> **EXERCISE**:
Find every line in the data that contains the word "seems". Return each of those lines.

--- --- ---

PR #7728, opened 2026-04-30
feat: Add ShareSettings.ProjectMap in ComputeFutureReservation CRD

gemmahou:
### BRIEF Change description

Addresses #6828

Introduce "shareSettings.projectMap" field and resource reference in ComputeFutureReservation

```release-note

```

```docs

```

#### Intended Milestone

### Tests you have done


config/crds/resources/apiextensions.k8s.io_v1_customresourcedefinition_computefuturereservations.compute.cnrm.cloud.google.com.yaml
```diff
@@ -233,6 +233,87 @@ spec:
               shareSettings:
                 description: List of Projects/Folders to share with.
                 properties:
+                  projectMap:
+                    description: A map of project id and project config. This is only
```
ldanielmadariaga: I thought we had landed that the key would not be a project ID . I think the external ref here is our scape hatch but we probably don't want make folks think project id is the only valid key.

gemmahou: Updated the comment so it is no longer limited to 'project id,' which was originally copy-pasted from the GCP proto. The implementation of the 'keyRef' field follows our discussion - either use "external" or use both "name" and "kind" to support multi-kind references.

maqiuyujoyce (commented):
Could we cover this newly added field in the test case?

gemmahou:
> Could we cover this newly added field in the test case?

I updated the fuzzer test with this field. I will cover them in fixtures test in another PR when we support ShareSettings feature in direct controller. Is there a specific test you are looking for?

maqiuyujoyce:
> > Could we cover this newly added field in the test case?
> 
> I updated the fuzzer test with this field. I will cover them in fixtures test in another PR when we support ShareSettings feature in direct controller. Is there a specific test you are looking for?

Oh I meant the fixture test and yes, let's address that separately.

config/crds/resources/apiextensions.k8s.io_v1_customresourcedefinition_computefuturereservations.compute.cnrm.cloud.google.com.yaml
```diff
@@ -233,6 +233,88 @@ spec:
...
+                    items:
+                      properties:
+                        keyRef:
+                          oneOf:
+                          - not:
+                              required:
+                              - external
+                            required:
+                            - name
+                            - kind
```
maqiuyujoyce, line 251: I'm leaning against using Project as the default kind (instead of requiring this field) because Project is the only supported kind right now and will probably be the only supported kind for some time (depending on the API team's timeline of supporting more resource as keys, which is out of our control).

I'm okay with how it is right now and decide later at the Beta promotion time.

maqiuyujoyce (commented):
/lgtm

config/crds/resources/apiextensions.k8s.io_v1_customresourcedefinition_computefuturereservations.compute.cnrm.cloud.google.com.yaml
gemmahou: Updated in https://github.com/GoogleCloudPlatform/k8s-config-connector/pull/7728/changes/d8eda47acd7e15bb9068ea0b5c9a42fe05e58760

ldanielmadariaga (approved):

PR #665, opened 2020-05-15
Lint tweaks.

XhmikosR:
* fix indentation in lib/npm-check-updates.d.ts
* use Object.spread when possible
* use `Number.parseInt`
* add `prefer-const`
* simplify string.slice by replacing `length - 1` with `-1` for its second param
* throw a `TypeError` when the type isn't the expected one
* use `path.join` to join paths
* use `should.equal` for booleans too
* remove unneeded ESLint suppression

### DIFF
--- a/.eslintrc.json
+++ b/.eslintrc.json
@@ -1,6 +1,14 @@
 {
+    "env": {
+        "node": true,
+        "mocha": true,
+        "es6": true
+    },
+    "extends": [
+        "eslint:recommended"
+    ],
     "parserOptions": {
-        "ecmaVersion": 8
+        "ecmaVersion": 2018
     },
     "rules": {
         "indent": [
@@ -101,6 +109,8 @@
             2,
             "always"
         ],
+        "prefer-const": 2,
+        "prefer-spread": 2,
         "no-throw-literal": 2,
         "no-eval": 2,
         "no-unneeded-ternary": 2,
@@ -117,11 +127,5 @@
         "no-trailing-spaces": 2,
         "camelcase": 2,
         "no-undef": 2
-    },
-    "env": {
-        "node": true,
-        "mocha": true,
-        "es6": true
-    },
-    "extends": ["eslint:recommended"]
+    }
 }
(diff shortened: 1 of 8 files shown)


XhmikosR:
BTW most of these were found with xo. Not sure if you want to use that, if so let me know. I have a WIP branch adapted to match the current style mostly.

Also, it seems this `await` is redundant? https://github.com/raineorshine/npm-check-updates/pull/665/files#diff-1415f5139deb67a37325f1bde416bcbdR468

raineorshine:
> BTW most of these were found with xo. Not sure if you want to use that, if so let me know. I have a WIP branch adapted to match the current style mostly.

The current code style was inherited from the original project owner many years ago. I was thinking it's about time to update it. I actually use an [extended version of Standard style](https://github.com/cybersemics/em/blob/dev/.eslintrc.json). I will probably copy the relevant rules over from that.

> Also, it seems this `await` is redundant? [#665 (files)](https://github.com/raineorshine/npm-check-updates/pull/665/files#diff-1415f5139deb67a37325f1bde416bcbdR468)

Do you have a line number? I didn't see `await` in the diff.

> EDIT: it seems the `bin` files are not linted because they don't have an extension. We could explicitly specify them or we could rename them to .js. I prefer the latter, but your call. 🙂

Sure, rename works.

Thanks again for your involvement and help.

XhmikosR:
> The current code style was inherited from the original project owner many years ago. I was thinking it's about time to update it. I actually use an [extended version of Standard style](https://github.com/cybersemics/em/blob/dev/.eslintrc.json). I will probably copy the relevant rules over from that.

Never used it but this is quite objective, so as long as it's better :)

> Do you have a line number? I didn't see `await` in the diff.

https://github.com/raineorshine/npm-check-updates/blob/9e48048ed7216d970610f38560763c6afc00502a/lib/npm-check-updates.js#L467

>Sure, rename works.

I'll do the rename in another PR tomorrow.

>Thanks again for your involvement and help.

NP, I like giving back to projects I use 🙂

PR #666, opened 2020-05-16
Assorted tweaks

XhmikosR:
* Split mocha test script so that one can run it separately
* Change the env variable for tests to `NCU_TESTS`
* Add js extension in bin files
* Update .gitignore to ignore test-generated files
* test: move timeout to the parent `describe()` (BTW it seems the timeout for individual tests could be decreased AFAICT)
* Tighten mocha options
* Remove the unused lib/raw-promisify.js
* bin/ncu.js: simplify version command

@raineorshine About the env var, I assume you only wanted the conditional for ncu's own tests, right? Because `NODE_ENV` is a common env var and could be set by others accidentally.


bin/ncu.js
```diff
@@ -65,7 +65,7 @@ const {configFileName, configFilePath, packageFile} = program;
 // NOTE: Do not load .ncurc from project directory when tests are running
 // Can be overridden if configFilePath is set explicitly
 let rcArguments = [];
-if (process.env.NODE_ENV !== 'test' || configFilePath) {
+if (!process.env.NCU_TESTS || configFilePath) {
```
XhmikosR, line 68: I could change these to `=== true` if you prefer that :)

test/test-ncu.js
```diff
@@ -8,7 +8,7 @@ const tmp             = require('tmp');
 chai.use(require('chai-as-promised'));
 chai.use(require('chai-string'));
 
-process.env.NODE_ENV = 'test';
+process.env.NCU_TESTS = true;
```
raineorshine, line 11: Actually, I think `NODE_ENV` is what we want here. Jest itself sets `NODE_ENV = 'test'` so there's some good precedent for using that variable to identify a test environment.

raineorshine:
> @raineorshine About the env var, I assume you only wanted the conditional for ncu's own tests, right? Because `NODE_ENV` is a common env var and could be set by others accidentally.

I see. So if someone is running `ncu` as part of a CI setup for example, `NODE_ENV` may be set to `test` but in that case `ncu` should not definitely not ignore their `.ncurc` file.

PR #669, opened 2020-05-18
Replace some lodash methods with native

XhmikosR:
Some notes:

* Since some lodash methods work with undefined/null while the native methods don't, I had to adapt `doesSatisfyEnginesNode()` because apparently `versions` could be undefined, at least in some of the tests
* ~~I'm not 100% sure that `cint.partialAt` is 100% the same as `_.partialRight` so please confirm since you are the author of cint 🙂~~ I dropped that patch for this PR
* The plan isn't to get rid of lodash or cint for that matter; the plan is to use native methods when possible without sacrificing FP
* Could you maybe have a look and see if we can replace cint with lodash in the codebase? I know you are the author of cint but I assume it's not actively maintained even though it works, and less dependencies is always better as long as one does not reinvent the wheel.

BTW have you thought about adding coverage?

### DIFF
--- a/lib/npm-check-updates.js
+++ b/lib/npm-check-updates.js
@@ -313,10 +313,8 @@ function printUpgrades(options, {current, upgraded, numUpgraded, total}) {
 
 /** Initializes and consolidates options from the cli. */
 function initOptions(options) {
-
-    const json = _(options)
-        .keys()
-        .filter(_.partial(_.startsWith, _, 'json', 0))
+    const json = Object.keys(options)
+        .filter(option => option.startsWith('json'))
         .some(_.propertyOf(options));
 
     return {
--- a/lib/npm-check-updates.js
+++ b/lib/npm-check-updates.js
@@ -420,12 +420,13 @@ process.on('unhandledRejection', err => {
 async function run(options = {}) {
     // if not executed on the command-line (i.e. executed as a node module), set some defaults
     if (!options.cli) {
-        options = _.defaults({}, options, {
+        const defaultOptions = {
             jsonUpgraded: true,
             loglevel: 'silent',
             packageManager: 'npm',
             args: []
-        });
+        };
+        options = {...defaultOptions, ...options};
     }
 
     options = initOptions(options);
--- a/lib/package-managers/npm.js
+++ b/lib/package-managers/npm.js
@@ -70,7 +70,7 @@ function viewMany(packageName, fields, currentVersion, {timeout} = {}) {
         return Promise.resolve({});
     }
 
-    npmConfig.fullMetadata = _.includes(fields, 'time');
+    npmConfig.fullMetadata = fields.includes('time');
 
     return pacote.packument(packageName, {...npmConfig, timeout}).then(result =>
         fields.reduce((accum, field) => Object.assign(
@@ -219,7 +219,7 @@ module.exports = {
             .then(result => {
                 const versions = doesSatisfyEnginesNode(result.versions, options.enginesNode);
                 return _.keys(result.time).reduce((accum, key) =>
-                    accum.concat(_.includes(TIME_FIELDS, key) || _.includes(versions, key) ? key : []), []
+                    accum.concat(TIME_FIELDS.includes(key) || versions.includes(key) ? key : []), []
                 );
             })
             .then(_.partialRight(_.pullAll, TIME_FIELDS))
--- a/lib/package-managers/npm.js
+++ b/lib/package-managers/npm.js
@@ -99,14 +99,17 @@ function filterOutPrereleaseVersions(versions, pre) {
  * @returns {Array} An array of versions which satisfies engines.node range
  */
 function doesSatisfyEnginesNode(versions, enginesNode) {
+    if (!versions) {
+        return [];
+    }
     if (!enginesNode) {
-        return _.keys(versions);
+        return Object.keys(versions);
     }
     const minVersion = _.get(semver.minVersion(enginesNode), 'version');
     if (!minVersion) {
-        return _.keys(versions);
+        return Object.keys(versions);
     }
-    return _.keys(versions).filter(version => {
+    return Object.keys(versions).filter(version => {
         const versionEnginesNode = _.get(versions[version], 'engines.node');
         return versionEnginesNode && semver.satisfies(minVersion, versionEnginesNode);
     });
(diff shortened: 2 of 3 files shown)


lib/package-managers/npm.js
```diff
@@ -216,8 +217,8 @@ module.exports = {
         return viewMany(packageName, ['time', 'versions'], currentVersion, {timeout: options.timeout})
             .then(result => {
                 const versions = doesSatisfyEnginesNode(result.versions, options.enginesNode);
-                return _.keys(result.time).reduce((accum, key) =>
-                    accum.concat(_.includes(TIME_FIELDS, key) || _.includes(versions, key) ? key : []), []
+                return Object.keys(result.time || {}).reduce((accum, key) =>
```
XhmikosR, line 220: I was getting `result.time` undefined in some of the current tests hence the fallback.

lib/npm-check-updates.js
```diff
@@ -420,12 +418,14 @@ process.on('unhandledRejection', err => {
 async function run(options = {}) {
     // if not executed on the command-line (i.e. executed as a node module), set some defaults
     if (!options.cli) {
-        options = _.defaults({}, options, {
+        const defaultOptions = {
+            ...options,
```
raineorshine, line 422: The `defaultOptions` should not include `options` since it is merged in the next statement.

XhmikosR: Oops, typo, will fix ASAP.

XhmikosR:
>     * Could you maybe have a look and see if we can replace cint with lodash in the codebase? I know you are the author of cint but I assume it's not actively maintained even though it works, and less dependencies is always better as long as one does not reinvent the wheel.

I think only this is left. There aren't many instances and I think we can probably try to use lodash. cint isn't a big dependency but the less the better, as long as we don't reinvent the wheel :)

raineorshine:
> * The plan isn't to get rid of lodash or cint for that matter; the plan is to use native methods when possible without sacrificing FP

Yup, sounds good.

> * Could you maybe have a look and see if we can replace cint with lodash in the codebase? I know you are the author of cint but I assume it's not actively maintained even though it works, and less dependencies is always better as long as one does not reinvent the wheel.

That's not a bad idea, although I have an argument against it.

Here are the `cint` functions that are used in `npm-check-updates`:

- `cint.aritize`
- `cint.filterObject`
- `cint.index`
- `cint.keyValue`
- `cint.mapObject`
- `cint.not`
- `cint.partialAt`
- `cint.toArray`
- `cint.toObject`

Some of them may be easy to replace, while others are cleaner than the lodash equivalent. If we wrapped the lodash expressions in functions with equivalent interfaces, we would still have the question of where to put them. I would not want to inline them, as I value modularity more than minimizing dependencies. `cint` has 0 dependencies itself, which is about as light as it gets, and it has working unit tests. All things considered, it seems like a reasonable import, even if it is old and calcified :).

> 
> BTW have you thought about adding coverage?

I haven't, but I am open to suggestions.

XhmikosR:
I think as a first step we should try to use native methods where possible. Then we should have a clear picture and if cint has lodash equivalents, we can go the other way around, maybe?

> I haven't, but I am open to suggestions.

I could try adding nyc and you could add the repo on coverage? I can make a PR if you want.

XhmikosR:
BTW it seems lodash is also a dependency of another dependency (node-alias). We should find a way to do this without node-alias 🙂

raineorshine:
> I think as a first step we should try to use native methods where possible. 

Yes, Javascript certainly has much more available than it did when I wrote `cint` :).

> Then we should have a clear picture and if cint has lodash equivalents, we can go the other way around, maybe?

Yes, but only if there are equivalents. If the lodash expression is more complex, I would prefer the simpler interface.

> > I haven't, but I am open to suggestions.
> 
> I could try adding nyc and you could add the repo on coverage? I can make a PR if you want.

Sure, would love to. Can you explain what you mean by "add the repo on coverage"?

raineorshine:
> BTW it seems lodash is also a dependency of another dependency (node-alias). We should find a way to do this without node-alias 🙂

It looks like `node-alias` is just [55 lines of code](https://github.com/justinhelmer/node-alias/blob/master/index.js) with three references to lodash which are easily replaced. I might suggest a PR, and if the developer has moved on we can fork.

XhmikosR:
> Yes, but only if there are equivalents. If the lodash expression is more complex, I would prefer the simpler interface.

Agreed. It seems some methods currently used are interchangeable, so it would be nice to at least streamline this :) For example, we use `_.last` and `cint.index`. But anyway, you should know this stuff better since you wrote cint, so I'll let you handle this step.

>Sure, would love to. Can you explain what you mean by "add the repo on coverage"?

Typo, I meant coveralls :) I'll make a new PR and ping you

> It looks like `node-alias` is just [55 lines of code](https://github.com/justinhelmer/node-alias/blob/master/index.js) with three references to lodash which are easily replaced. I might suggest a PR, and if the developer has moved on we can fork.

Can't we just require ncu directly? Not sure if we need another package is all I'm saying :)

raineorshine:
> > Yes, but only if there are equivalents. If the lodash expression is more complex, I would prefer the simpler interface.
> 
> Agreed. It seems some methods currently used are interchangeable, so it would be nice to at least streamline this :) For example, we use `_.last` and `cint.index`. But anyway, you should know this stuff better since you wrote cint, so I'll let you handle this step.

Yes, I agree. I'll see what I can do.

> 
> > Sure, would love to. Can you explain what you mean by "add the repo on coverage"?
> 
> Typo, I meant coveralls :) I'll make a new PR and ping you

Got it, that makes sense. Yes, please do!

> 
> > It looks like `node-alias` is just [55 lines of code](https://github.com/justinhelmer/node-alias/blob/master/index.js) [](/justinhelmer/node-alias/blob/HEAD@{2020-05-18T13:52:22Z}/index.js) with three references to lodash which are easily replaced. I might suggest a PR, and if the developer has moved on we can fork.
> 
> Can't we just require ncu directly? Not sure if we need another package is all I'm saying :)

Can you explain what you mean by requiring `ncu` directly? Forgive me as I am not seeing the connection yet.

XhmikosR:
> Can you explain what you mean by requiring `ncu` directly? Forgive me as I am not seeing the connection yet.

Can't we place this

```js
require('node-alias')('ncu', __dirname, {message: false});
```

with this

```js
require('./ncu');
```

Or if there are path issues we could use `path.join(__dirname, './ncu')`?

raineorshine:
No, the point is that `node-alias` notifies the user with a message that tells them there is a shorter command.

XhmikosR:
But its `message` option is set to false?

raineorshine:
Oh! Good point :)

XhmikosR:
@raineorshine do you still want to keep `node-alias`? If so maybe you should add the message, otherwise remove the dep?

raineorshine:
Fixed in 9bc0b9dde215e7998b9a27d1455c80c5b845d6a7

PR #675, opened 2020-05-18
Remove bower support.

### LINKED ISSUE #622: Bower is deprecated
Since [bower is deprecated](https://www.npmjs.com/package/bower) since about a year, it might make sense to drop support for it in ncu. That would clean up the code base and make maintenance easier.

XhmikosR:
Not sure if we should remove more code. I mean, the current package managers do use package.json as far as I know.

Fixes #622


raineorshine:
That's all we need! Thanks

XhmikosR:
I guess the next version will need to be a major version bump?

raineorshine:
Yup

PR #677, opened 2020-05-18
Replace cint with lodash and native functions

raineorshine:
I found replacements for everything but the following [cint](https://github.com/raineorshine/cint/) functions:

- `cint.filterObject`
- `cint.mapObject`
- `cint.toArray`
- `cint.toObject`

@XhmikosR I don't see equivalent functions in `lodash`, so I think I will have to keep `cint` as a dependency. I prefer that over inlining the cint functions. It is better than before at least.


XhmikosR:
BTW @raineorshine that's why I suggested adapting the Coveralls threshold 😛

0.5% or half should be better.

XhmikosR:
@raineorshine you edited my message hence I wasn't notified :/

Just use 0.5% as the failure threshold and see how it goes.

About NOT requiring coveralls, this should be done in the repo branch protection settings.

raineorshine:
> @raineorshine you edited my message hence I wasn't notified :/

Oops!

> Just use 0.5% as the failure threshold and see how it goes. **EDIT**: or even bigger like 1, 2%.
> 
> About NOT requiring coveralls, this should be done in the repo branch protection settings.

I see. Done!

XhmikosR:
@raineorshine I have a couple of patches that won't apply to current master, but I could update them if you are interested: https://github.com/raineorshine/npm-check-updates/compare/master...XhmikosR:xo Ignore all patches minus the "Replace..." ones 🙂

raineorshine:
> @raineorshine I have a couple of patches that won't apply to current master, but I could update them if you are interested: [master...XhmikosR:xo](https://github.com/raineorshine/npm-check-updates/compare/master...XhmikosR:xo) Ignore all patches minus the "Replace..." ones 🙂

Thanks, but I think it's okay without them. `_.last` works fine and the `reverse` technique is a bit worse performance-wise.

XhmikosR:
Yup, that's why I hadn't made PRs. All good!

--- --- ---

> **SOLUTION FOR THIS PROBLEM**:
Also, it seems this `await` is redundant? https://github.com/raineorshine/npm-check-updates/pull/665/files#diff-1415f5139deb67a37325f1bde416bcbdR468
> Also, it seems this `await` is redundant? [#665 (files)](https://github.com/raineorshine/npm-check-updates/pull/665/files#diff-1415f5139deb67a37325f1bde416bcbdR468)
> EDIT: it seems the `bin` files are not linted because they don't have an extension. We could explicitly specify them or we could rename them to .js. I prefer the latter, but your call. 🙂
* test: move timeout to the parent `describe()` (BTW it seems the timeout for individual tests could be decreased AFAICT)
Some of them may be easy to replace, while others are cleaner than the lodash equivalent. If we wrapped the lodash expressions in functions with equivalent interfaces, we would still have the question of where to put them. I would not want to inline them, as I value modularity more than minimizing dependencies. `cint` has 0 dependencies itself, which is about as light as it gets, and it has working unit tests. All things considered, it seems like a reasonable import, even if it is old and calcified :).
BTW it seems lodash is also a dependency of another dependency (node-alias). We should find a way to do this without node-alias 🙂
> BTW it seems lodash is also a dependency of another dependency (node-alias). We should find a way to do this without node-alias 🙂
Agreed. It seems some methods currently used are interchangeable, so it would be nice to at least streamline this :) For example, we use `_.last` and `cint.index`. But anyway, you should know this stuff better since you wrote cint, so I'll let you handle this step.
> Agreed. It seems some methods currently used are interchangeable, so it would be nice to at least streamline this :) For example, we use `_.last` and `cint.index`. But anyway, you should know this stuff better since you wrote cint, so I'll let you handle this step.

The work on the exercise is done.